Y'all, I am now officially a New York driver! And it only took me 2 and a half hours!
I went to Herald Square DMV in Manhattan this morning. As I tried to enter the building I was informed there was a line, as it turned out,
around the block. The office opened at 8:30, and I was there around 8:15 or so.
I waited outside in the rain for a while, then they herded us in small numbers into elevators, which took us to the eighth floor where the DMV was. Then there was more line waiting. And then I waited on line. Also, line waiting. For you in the UK, I was queued in the queueingest queue there ever was!

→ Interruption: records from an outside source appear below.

PR #532, opened 2018-05-24
Remove duplicate 'support_url' in consent API response

jorissteyn:


jorissteyn:
Sorry for the noise, at least there is absolutely no doubt I want to remove the duplicate support_url field.

PR #533, opened 2018-05-25
Store the support URLs to sso_provider_roles

jorissteyn:
See: https://www.pivotaltracker.com/story/show/157872470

Some excitement: two Chinese women who didn't speak a word of English were cutting the line, and some Hispanic lady (or is it Latina? I'm not up on my political correctness) got pissed and went to get a uniformed employee, growling, and I quote, "Oh, you gonna make me, ain't you?" Hee! Then there was swearing and hand gestures and blank stares and much Cantonese (or maybe Mandarin). Eventually, it got sorted even though the guard was all, "I have no idea what you're saying." I was laughing hysterically.
I was doing fine until I went to get my registration. My insurance had to have been in effect for at least 45 days. My card said April. Y'know, I researched the
shit out of the NY DMV website, took almost an hour and a half filling out forms last night (no lie), and still I got screwed up. Christ.
I then had to visit Staples on the second floor, call Geico, and get them to fax me a new insurance card. Sheesh.
Then luckily I got an expedited ticket to get helped again, and eventually got it all sorted. In all that time, I listened to music and watched the
Supernatural episode "On the Head of a Pin" on my Playstation Portable. Angels, torture, and tears sure pass the time at the DMV!
Unlike New Jersey, I have to wait for them to send me my license. I got a temporary one. I have no idea how my photo will turn out, because I swear the guy that did it looked like one of those weird recluses that live amongst stacks of their own filth and newspapers, I kid you not. Where do they find these people? And I wish they would tell you what's happening. I kept asking "What do I do next?" a thousand times because they never offer information of their own volition. I also had to tell the guy that I didn't need to get my car inspected in 10 days, because my NJ inspection isn't up until November and it will carry over. GAH.
I'm going to miss my Jersey license. I actually look nice in it! I know I'm going to look like hell warmed over for this one. There's no way Weird Creepy Dude took a normal photo!